The midpoint formula is an essential tool in coordinate geometry used for finding the center point between two given points in a plane. When you have a line segment connecting two points, say \((-3,5)\) and \(4,9)\), the midpoint formula helps you calculate the halfway point. This formula is:

• \[ \text{Midpoint} = \left( \frac{x_1 + x_2}{2}, \frac{y_1 + y_2}{2} \right) \]

To determine the midpoint, substitute the given coordinates into the formula:

• \( x_1 = -3, y_1 = 5, x_2 = 4, y_2 = 9 \)

The calculation follows:

• \[ \text{Midpoint} = \left( \frac{-3 + 4}{2}, \frac{5 + 9}{2} \right) = \left( \frac{1}{2}, 7 \right) \]

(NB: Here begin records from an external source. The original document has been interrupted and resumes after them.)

PR #117, opened 2026-07-12
fix: show a Usage hint on the --staged/--unstaged conflict error

wkentaro:
The `--staged`/`--unstaged` mutual-exclusion error is raised in the shared
`_collect_hunks` helper (used by both `list` and `show`), and was the only
conflicting-flags error in the CLI that omitted the `usage=` hint every sibling
error already carries (`stage`/`unstage`/`discard`/`commit`/`skills`). The user
got no `Usage:` line and, because `usage` was absent, the error exited 1 instead
of the 2 those sibling errors use.

This threads each command's usage string through `_collect_hunks` (`list` →
`USAGE_LIST`, `show` → `USAGE_SHOW`) and extracts `USAGE_LIST` so `HELP_LIST`
references the constant like every other `HELP_*` block instead of inlining a
duplicate literal. The `usage` parameter is required (no default) so a future
third caller can't silently regress.

## Test plan
- [x] Extended `test_list_staged_and_unstaged_mutual_exclusion` and
  `test_show_staged_and_unstaged_together_errors` to assert the per-command
  `Usage:` line
- [x] `make lint`
- [x] Drove both commands: `git-hunk list --staged --unstaged` and
  `git-hunk show --staged --unstaged` now print their command-specific usage and
  exit 2; `list --help` renders byte-identically from the extracted constant

### DIFF
--- a/CHANGELOG.md
+++ b/CHANGELOG.md
@@ -76,5 +76,7 @@ and this project adheres to
 - Report a git failure on a bad path argument (e.g. `git-hunk list ':(bogus)x'`)
   as a clean `error:` message instead of crashing with a raw Python traceback
   (#107).
+- Show a `Usage:` hint on the `--staged`/`--unstaged` conflict error for `list`
+  and `show`, matching every other conflicting-flags error (#117).
 
 [unreleased]: https://github.com/wkentaro/git-hunk/compare/v0.2.0...HEAD
--- a/git_hunk/_cli.py
+++ b/git_hunk/_cli.py
@@ -38,6 +38,8 @@ from ._ui import HELP_UNSTAGE
 from ._ui import USAGE
 from ._ui import USAGE_COMMIT
 from ._ui import USAGE_DISCARD
+from ._ui import USAGE_LIST
+from ._ui import USAGE_SHOW
 from ._ui import USAGE_SKILLS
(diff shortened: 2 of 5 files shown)


wkentaro:

Reviewed the diff (`_collect_hunks` gains a required `usage` param, `USAGE_LIST` extracted and referenced from `HELP_LIST`, two e2e tests extended). Findings:

- **Correctness**: clean. Both call sites (`cmd_list` → `USAGE_LIST`, `cmd_show` → `USAGE_SHOW`) are updated and not swapped; `USAGE_LIST` renders byte-identically to the literal it replaced in `HELP_LIST`; `CliError(usage=...)` is a real kwarg that flows into the existing exit-2 path.
- **Consistency**: the extraction actually removes a pre-existing outlier — `HELP_LIST` was the only `HELP_*` block still inlining its `Usage:` line.
- **CI**: green across all 7 OS/Python matrix combos, which assert both the message and `Usage: git-hunk <cmd>` in stderr. Branch is current with `main` (0 commits behind), so no rebase.

Non-blocking nit (not worth a push): the new `usage` param is appended as the last keyword-only param, whereas sibling helpers `_apply_selection` / `_run_patch_command` put `usage` first. Cosmetic only; keyword-only so no call-site risk.

Issue #97, opened 2017-03-23
Scheduling messages - Semantics and middleware


rogeralsing:
We now have two different PR's for scheduling messages.
Before picking an implementation, we should think about middleware semantics.

e.g.
Let's say we have a tracing middleware.
And now someone tries to schedule a message in 10 seconds.
Should that message go through the middleware?
Should the trace be continued from the original point forward to the receiver of the scheduled message?

This relates to #95  #69

rogeralsing:
cc @jrouaix @raskolnikoov @cpx86

rogeralsing:
Another thing to consider.
If we want to scheduler to use the middleware.

Lets say an actor schedules a message in 10 seconds, then the actor is stopped.
Should the message still be sent?
Should the message still go through the now dead middleware?

jrouaix:
yep so, after comments from @cpx86 (https://github.com/AsynkronIT/protoactor-dotnet/pull/69#issuecomment-286994606) the implementation I proposed is using the SenderMiddleware.

Basically some extensions to the IContext (https://github.com/Bee-Htcpcp/protoactor-dotnet/blob/c94d5dea71e639e6902e10271cfa56f1adec5514/src/Proto.Scheduling/SchedulingExtensions.cs) wrapping the message to a "DelayMessage" instance, and tell to self this message. 
Then the middleware implementation catching this DelayMessage and use the IScheduler implementation given to Schedule the message.

The IScheduler interface is stupid simple : https://github.com/Bee-Htcpcp/protoactor-dotnet/blob/c94d5dea71e639e6902e10271cfa56f1adec5514/src/Proto.Scheduling/IScheduler.cs and the extensions methods are just proposing to delay a message to "Self". Because _in my opinion_ no one but the actor should delay something to it. (https://github.com/AsynkronIT/protoactor-dotnet/pull/69#issuecomment-286750465)

The activation is not yet covered, right now, a message delayed to a stopped actor will end in the dead letters (tested here : https://github.com/Bee-Htcpcp/protoactor-dotnet/blob/c94d5dea71e639e6902e10271cfa56f1adec5514/tests/Proto.Scheduling.Tests/InMemorySchedulerTests.cs#L59)

I proposed to have 2 pipes : one Transcient & one Persisted, right now they are implemented just the same but we could introduce slight changes.

I don't know yet how this will integrate with "named actors" "cluster activation" in my opinion :
[...]

PR #119, opened 2017-04-02
Simple scheduler with example

raskolnikoov:
New schedule structure after discussions on PR https://github.com/AsynkronIT/protoactor-dotnet/pull/95


raskolnikoov:
SimpleSchedule works as an extension to IContext.

rogeralsing:
I like this one, simple, just an extension, no fancy structures to hold the scheduler data. 
👍

raskolnikoov:
@rogeralsing I changed my imlementation to not use this as an extension. So no more depencies for IContext, instead you pass the target (and if needed sender) PID's.

tomliversidge:
Looks like this might need rebasing (and squashing?) - seems to have become a bit corrupted at some point as it is showing tests that are already in dev as being new - maybe from when the Proto.Router.Tests project was created at the root of the repo?

raskolnikoov:
@tomliversidge yeah I fixed this a moment ago. Have a look at it again and then I'll merge.

tomliversidge:
1. Tests? :) Would be interesting to try and test schedulers. Need to take away the time part somehow. 
2. This pull request has 13 commits - would look better in the history as 1 - "Add simple scheduler". I personally prefer to rebase and squash 
3. What else would implement ISimpleScheduler? I'm wondering if you need an interface for this.

What about the discussions in https://github.com/AsynkronIT/protoactor-dotnet/issues/97 around middleware and what to do when actors are stopped?

raskolnikoov:
ping @tomliversidge 

1. Yeah this we need in the future, but for now I dont have any.
2. Yes I got my git skills poorly on this one. :)
3. I always try to implement to interfaces when coding. So for now no one else would implement to ISimpleScheduler I think. But it's nice to have.

raskolnikoov:
Ready to merge if its okay by you other? ping @rogeralsing  @cpx86

cpx86:
I'm a strong proponent of "merge early - change later". It's clean and provides value so let's not bikeshed it any more :)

This midpoint, \(\frac{1}{2}, 7\), is an essential reference point when determining the equation of a line, particularly for perpendicular bisectors.

Understanding slope calculation is crucial in determining how steep a line is on a graph. The slope, often denoted by \(m\), is calculated using the formula:

• \[ m = \frac{y_2 - y_1}{x_2 - x_1} \]

Essentially, this formula divides the change in the vertical direction (\(y\)) by the change in the horizontal direction (\(x\)) between two points.For our points \((-3, 5)\) and \(4, 9)\), substitute them into the formula:

• \( y_2 = 9, y_1 = 5, x_2 = 4, x_1 = -3 \)

The slope is calculated as:

• \[ m = \frac{9 - 5}{4 + 3} = \frac{4}{7} \]

This result tells us that for every 7 units the line moves horizontally, it moves 4 units vertically. When looking for a perpendicular bisector, the critical step is finding the negative reciprocal of this slope, which flips and changes the sign.

The point-slope form is a fundamental equation in algebra useful for defining lines with a known slope \(m\) passing through a specific point. It is expressed as:

• \[ y - y_1 = m(x - x_1) \]

Where \(x_1, y_1\) is a point on the line and \(m\) is the slope. When you use this form, you can easily derive the equation of a line.For the perpendicular bisector of the points \((-3, 5)\) and \(4, 9)\), the slope needed is the negative reciprocal of the original line's slope \(\frac{4}{7}\), resulting in \(-\frac{7}{4}\). Using the midpoint \(\frac{1}{2}, 7\) as your reference point, substitute into the point-slope form:

• \[ y - 7 = -\frac{7}{4}(x - \frac{1}{2}) \]

Expand and simplify:

• \[ y - 7 = -\frac{7}{4}x + \frac{7}{8} \]
• Add 7 to both sides: \[ y = -\frac{7}{4}x + \frac{7}{8} + \frac{56}{8} \]
• Final equation: \[ y = -\frac{7}{4}x + \frac{63}{8} \]

This equation now represents the perpendicular bisector of the original line segment.